┌──
PR #311, opened 2023-03-28
attest: Make PCRs included in quote configurable

smo4201:
This is an update of https://github.com/google/go-attestation/pull/254, now from my corporate account with a signed CLA. 

The PR introduces an additional function QuotePCRs which is like the existing Quote() but allows configuring the PCRs to be included in a quote. This enables attesting only parts of the PCRs (e.g. from PCR17 in a DRTM setup). 

@ericchiang I addressed your feedback to not introduce any breaking API changes.


ericchiang (approved):
lgtm given this is private. Looks like you need to rebase though

smo4201:
> lgtm given this is private. Looks like you need to rebase though

Thanks and yes, done!

PR #317, opened 2023-05-09
Improve Windows support

hslatman:
This PR started with the changes from @mjg59 in https://github.com/google/go-attestation/pull/274 and the changes from @brandonweeks in https://github.com/google/go-attestation/compare/master...brandonweeks:go-attestation:acme-device-attest and https://github.com/google/go-attestation/compare/master...brandonweeks:go-attestation:x509ext. I added some functions on top to improve support for Windows.

It would be great if we could get these changes upstreamed. We're currently relying on a renamed fork instead.


ericchiang:
Hey! Thanks so much for sending this and apologies for the delay.

This is a pretty large amount of code. Would it be possible to set up a video call with @brandonweeks and I to chat about this patch? That might be faster than going over github

ericchiang@google.com
bweeks@google.com

ericchiang:
Meeting notes:

* Objectives:
  * High level understanding of what’s being added
  * Trying to get a proposal moved forward for what go-attestation takes on
* https://github.com/google/go-attestation/pull/317
* Smallstep
  * Working on TPM support
  * Using go-attestation 
  * Device attestation spec
  * Needs windows support
* ACME stuff
  * Still a “working group draft” but something we can probably start targeting
* Questions that would help Eric:
  * What are the APIs you want to add
  * What features dependent on other ones
  * How can we help test this?
* Brandon: things are complicated!
  * Internally, we already have windows support working
  * The person who understood this is now at Tailscale (https://github.com/twitchy-jsonp)
  * We currently use a hack to creat the AK because creating AKs directly is hard
  * Generate an application key, causes the AK to be generated automatically
  * For reasons, there’s issues with generating AK directly due to go-tpm missing delegation support
* Herman:
  * Not familiar with those restrictions
  * Took matthew garrett’s stuff
* Brandon:
  * Generating an AK with imprint
  * Windows uses way more the authorizations of TPMs
  * There are owners passwords and delegated authorization keys in the registry
  * Technically possible to open up the interaction with Windows directly
  * Workaround: generate the attestation key with ncrypt, causes Windows to generate the AK for you
  * Example of where this can have a limitation:
    * you can’t specify the template for Windows, even though you can for Linux
* Herman:
  * We’re running as Admin, does that change this?
* Brandon:
  * You can send thing commands but can’t setup the other delegated authorization credentials
* Eric:
  * Let’s just add APIs and don’t worry about where it’s implemented on Windows or Linux
  * Can we “just” add delegated authorization to go-tpm?
* Brandon: was told 4 years ago this was hard
  * go-tpm is getting a major upgrade
  * Maybe a good time to talk to the other go-tpm teams?
* Eric:
  * maybe we just provide examples for go-tpm?
  * E.g. if users are already using go-tpm. Maybe we shouldn't bother wrapping it with go-attestation?
  * Could we provide examples, or small packages to go-tpm that works with that package rather that wrapping it?

hslatman:
@ericchiang just saw @mjg59 pushing the changes from this PR to his branch, so I think that's what's going to be tested in full now.

Short summary of what's being changed / added:

- Windows application key support from @mjg59
- ACME `device-attest-01` changes from @brandonweeks: `QualifyingData` in `KeyConfig` and related logic, mainly.
- Fixes to make the initial Windows changes work. 
- Fixes to make `device-attest-01` work on Windows to from my side

Then the additions, all dependent on the Windows changes:
- A new `Name` property in `AKConfig` and logic to control the name of the AK generated on Windows. Empty by default, results in the existing behavior. Makes it a bit simpler to reference existing AKs on Windows.
- A new `Name` property in `KeyConfig`. Same as for the AK.
- Added `Blobs` method to `AK`. Already existed for `Key`.
- Added `DeleteAK` and `DeleteKey` methods.

Let me know if you would like references to the actual lines. Changes are currently spread over multiple commits; I can clean those up and get some nicer commits in if that's preferred.

mjg59:
I have a couple of cleanups and one patch that fixes ECDSA signing for me built on top of Herman's work - I'll push those separately for review, but 4 patches gets us to the point where application keys can be generated and used for signing. I think it makes sense to land that functionality and then move forward on the additional work? (I just successfully got an application cert issued and stored in the Windows cert store backed by a TPM key)

mjg59:
Updated https://github.com/google/go-attestation/pull/274 with the minimal set of patches that lands useful new functionality. Selfishly I think this entirely deals with my use case, but I think it's a reviewable chunk of code that we can build on for the rest of this :)

hslatman:
I'll start with the current state of #274 and move my additions/changes on top of that.

@ericchiang multiple PRs makes sense; I'll try to make that work. Some changes were fairly small though, so I might combine some again.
└──
## [YOUR INSTRUCTIONS]
Pull each line containing the word "google" out of the data above.

## [EXERCISE ANSWER]
This is an update of https://github.com/google/go-attestation/pull/254, now from my corporate account with a signed CLA. 
This PR started with the changes from @mjg59 in https://github.com/google/go-attestation/pull/274 and the changes from @brandonweeks in https://github.com/google/go-attestation/compare/master...brandonweeks:go-attestation:acme-device-attest and https://github.com/google/go-attestation/compare/master...brandonweeks:go-attestation:x509ext. I added some functions on top to improve support for Windows.
ericchiang@google.com
bweeks@google.com
* https://github.com/google/go-attestation/pull/317
Updated https://github.com/google/go-attestation/pull/274 with the minimal set of patches that lands useful new functionality. Selfishly I think this entirely deals with my use case, but I think it's a reviewable chunk of code that we can build on for the rest of this :)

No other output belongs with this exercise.